[Exercise prompt] Reproduce the entries below in full, word for word.

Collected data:
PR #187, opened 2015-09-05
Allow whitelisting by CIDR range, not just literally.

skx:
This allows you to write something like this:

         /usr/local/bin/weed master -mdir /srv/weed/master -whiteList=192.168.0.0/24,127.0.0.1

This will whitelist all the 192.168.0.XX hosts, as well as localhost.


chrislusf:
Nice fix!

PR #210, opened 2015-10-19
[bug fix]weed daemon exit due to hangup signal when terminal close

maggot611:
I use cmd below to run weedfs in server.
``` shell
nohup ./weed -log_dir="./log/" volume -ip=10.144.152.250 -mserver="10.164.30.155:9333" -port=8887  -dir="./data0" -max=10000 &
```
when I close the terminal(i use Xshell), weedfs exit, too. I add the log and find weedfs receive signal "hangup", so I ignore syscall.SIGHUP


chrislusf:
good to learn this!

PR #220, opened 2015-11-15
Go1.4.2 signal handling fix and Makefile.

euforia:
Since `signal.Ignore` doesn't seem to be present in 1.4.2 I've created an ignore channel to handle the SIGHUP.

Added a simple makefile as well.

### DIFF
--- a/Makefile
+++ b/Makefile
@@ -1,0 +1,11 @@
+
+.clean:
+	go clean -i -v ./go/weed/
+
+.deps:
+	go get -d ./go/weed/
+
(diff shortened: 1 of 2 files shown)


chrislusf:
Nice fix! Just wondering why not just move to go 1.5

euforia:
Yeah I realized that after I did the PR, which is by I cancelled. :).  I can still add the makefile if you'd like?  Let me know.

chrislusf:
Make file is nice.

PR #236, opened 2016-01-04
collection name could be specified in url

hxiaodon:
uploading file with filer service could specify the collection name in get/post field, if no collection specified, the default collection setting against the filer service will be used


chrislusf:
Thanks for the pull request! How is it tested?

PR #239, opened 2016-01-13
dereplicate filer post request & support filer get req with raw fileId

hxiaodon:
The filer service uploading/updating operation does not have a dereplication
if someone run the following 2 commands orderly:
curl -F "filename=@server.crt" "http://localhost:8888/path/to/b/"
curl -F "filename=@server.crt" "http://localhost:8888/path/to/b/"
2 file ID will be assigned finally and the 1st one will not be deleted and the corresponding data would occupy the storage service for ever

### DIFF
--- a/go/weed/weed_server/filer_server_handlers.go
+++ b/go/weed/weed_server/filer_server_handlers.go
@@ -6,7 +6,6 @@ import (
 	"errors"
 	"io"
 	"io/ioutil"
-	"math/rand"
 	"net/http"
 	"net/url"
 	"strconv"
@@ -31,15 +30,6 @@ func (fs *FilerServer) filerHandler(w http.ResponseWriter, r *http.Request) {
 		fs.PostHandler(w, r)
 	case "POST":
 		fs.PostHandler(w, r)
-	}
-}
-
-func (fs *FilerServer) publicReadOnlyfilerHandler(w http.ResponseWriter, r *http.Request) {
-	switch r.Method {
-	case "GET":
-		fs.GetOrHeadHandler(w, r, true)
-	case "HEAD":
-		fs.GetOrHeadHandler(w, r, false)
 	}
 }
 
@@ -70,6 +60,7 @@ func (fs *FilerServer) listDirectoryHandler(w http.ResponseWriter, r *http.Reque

[Exercise solution]
PR #187, opened 2015-09-05
Allow whitelisting by CIDR range, not just literally.

skx:
This allows you to write something like this:

         /usr/local/bin/weed master -mdir /srv/weed/master -whiteList=192.168.0.0/24,127.0.0.1

This will whitelist all the 192.168.0.XX hosts, as well as localhost.


chrislusf:
Nice fix!

PR #210, opened 2015-10-19
[bug fix]weed daemon exit due to hangup signal when terminal close

maggot611:
I use cmd below to run weedfs in server.
``` shell
nohup ./weed -log_dir="./log/" volume -ip=10.144.152.250 -mserver="10.164.30.155:9333" -port=8887  -dir="./data0" -max=10000 &
```
when I close the terminal(i use Xshell), weedfs exit, too. I add the log and find weedfs receive signal "hangup", so I ignore syscall.SIGHUP


chrislusf:
good to learn this!

PR #220, opened 2015-11-15
Go1.4.2 signal handling fix and Makefile.

euforia:
Since `signal.Ignore` doesn't seem to be present in 1.4.2 I've created an ignore channel to handle the SIGHUP.

Added a simple makefile as well.

### DIFF
--- a/Makefile
+++ b/Makefile
@@ -1,0 +1,11 @@
+
+.clean:
+	go clean -i -v ./go/weed/
+
+.deps:
+	go get -d ./go/weed/
+
(diff shortened: 1 of 2 files shown)


chrislusf:
Nice fix! Just wondering why not just move to go 1.5

euforia:
Yeah I realized that after I did the PR, which is by I cancelled. :).  I can still add the makefile if you'd like?  Let me know.

chrislusf:
Make file is nice.

PR #236, opened 2016-01-04
collection name could be specified in url

hxiaodon:
uploading file with filer service could specify the collection name in get/post field, if no collection specified, the default collection setting against the filer service will be used


chrislusf:
Thanks for the pull request! How is it tested?

PR #239, opened 2016-01-13
dereplicate filer post request & support filer get req with raw fileId

hxiaodon:
The filer service uploading/updating operation does not have a dereplication
if someone run the following 2 commands orderly:
curl -F "filename=@server.crt" "http://localhost:8888/path/to/b/"
curl -F "filename=@server.crt" "http://localhost:8888/path/to/b/"
2 file ID will be assigned finally and the 1st one will not be deleted and the corresponding data would occupy the storage service for ever

### DIFF
--- a/go/weed/weed_server/filer_server_handlers.go
+++ b/go/weed/weed_server/filer_server_handlers.go
@@ -6,7 +6,6 @@ import (
 	"errors"
 	"io"
 	"io/ioutil"
-	"math/rand"
 	"net/http"
 	"net/url"
 	"strconv"
@@ -31,15 +30,6 @@ func (fs *FilerServer) filerHandler(w http.ResponseWriter, r *http.Request) {
 		fs.PostHandler(w, r)
 	case "POST":
 		fs.PostHandler(w, r)
-	}
-}
-
-func (fs *FilerServer) publicReadOnlyfilerHandler(w http.ResponseWriter, r *http.Request) {
-	switch r.Method {
-	case "GET":
-		fs.GetOrHeadHandler(w, r, true)
-	case "HEAD":
-		fs.GetOrHeadHandler(w, r, false)
 	}
 }
 
@@ -70,6 +60,7 @@ func (fs *FilerServer) listDirectoryHandler(w http.ResponseWriter, r *http.Reque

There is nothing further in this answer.